И вдруг жажда защитить Васю подсунула ей сюжет — хитроумный, но, как показалось Кате, беспроигрышный.
«Он не фанатик?» — спрашивала Юлия Александровна о Васе Кулькове. А дочери она иногда задавала не менее прямой и обескураживающий вопрос: «Ты у нас не авантюристка?» Александр Степанович начинал защищать внучку, вместе с тем утверждая, что если Кате действительно досталось его обаяние, то внешние признаки авантюрности могут быть.
Катя решила сознательно сочинить глубоко незрелую, ошибочную статью «Друг или истина?» и опубликовать ее в своем рукописном журнале. Она вознамерилась наперекор мнению мамы и здравому смыслу доказать, что друг в любых случаях выше истины и что братские отношения великих людей, детально изученные Васей Кульковым, якобы тому живое свидетельство. Она напишет статью вопреки логике, а Вася придет и вопреки логике ее защитит. Хотя здесь будет и «вопреки» и «по воле»… По воле верности их семье. По воле благодарности дедушке! И мама наконец-то отбросит, даже отшвырнет свое неверие, свои подозрения.
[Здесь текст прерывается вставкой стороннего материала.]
PR #870, opened 2020-12-16
Moves classes from spring-cloud-security to spring-cloud-commons

marcingrzejszczak:
Moves classes from spring-cloud-security to spring-cloud-commons

### DIFF
--- a/spring-cloud-commons/src/main/java/org/springframework/cloud/commons/security/ResourceServerTokenRelayAutoConfiguration.java
+++ b/spring-cloud-commons/src/main/java/org/springframework/cloud/commons/security/ResourceServerTokenRelayAutoConfiguration.java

Катя заранее показала Васе статью, и он, заливаясь клюквенным морсом, упрятал полшеи в плечи. Затем прочитал еще раз, по ходу как бы разбавляя морс водопроводной водой. И посоветовал:
— Все-таки… обозначь вверху справа: «В порядке обсуждения». Тогда (пусть это не прозвучит цинично!) и спрос будет иной.
Но Катя мечтала, чтобы спрос с нее был беспощадный, чтобы она начала пускать пузыри, утопая, а Вася бы протянул руку и спас ее. Как он протягивал руку, чтобы массировать поросшую сединой грудь дедушки…
— Вам статья-то понравилась? — Катя захотела без обиняков выяснить, что ее ждет.
— Она подкупает своей необычностью, откровенностью!… Катя облегченно вздохнула: статья, которая занимается подкупом, хорошей считаться не может.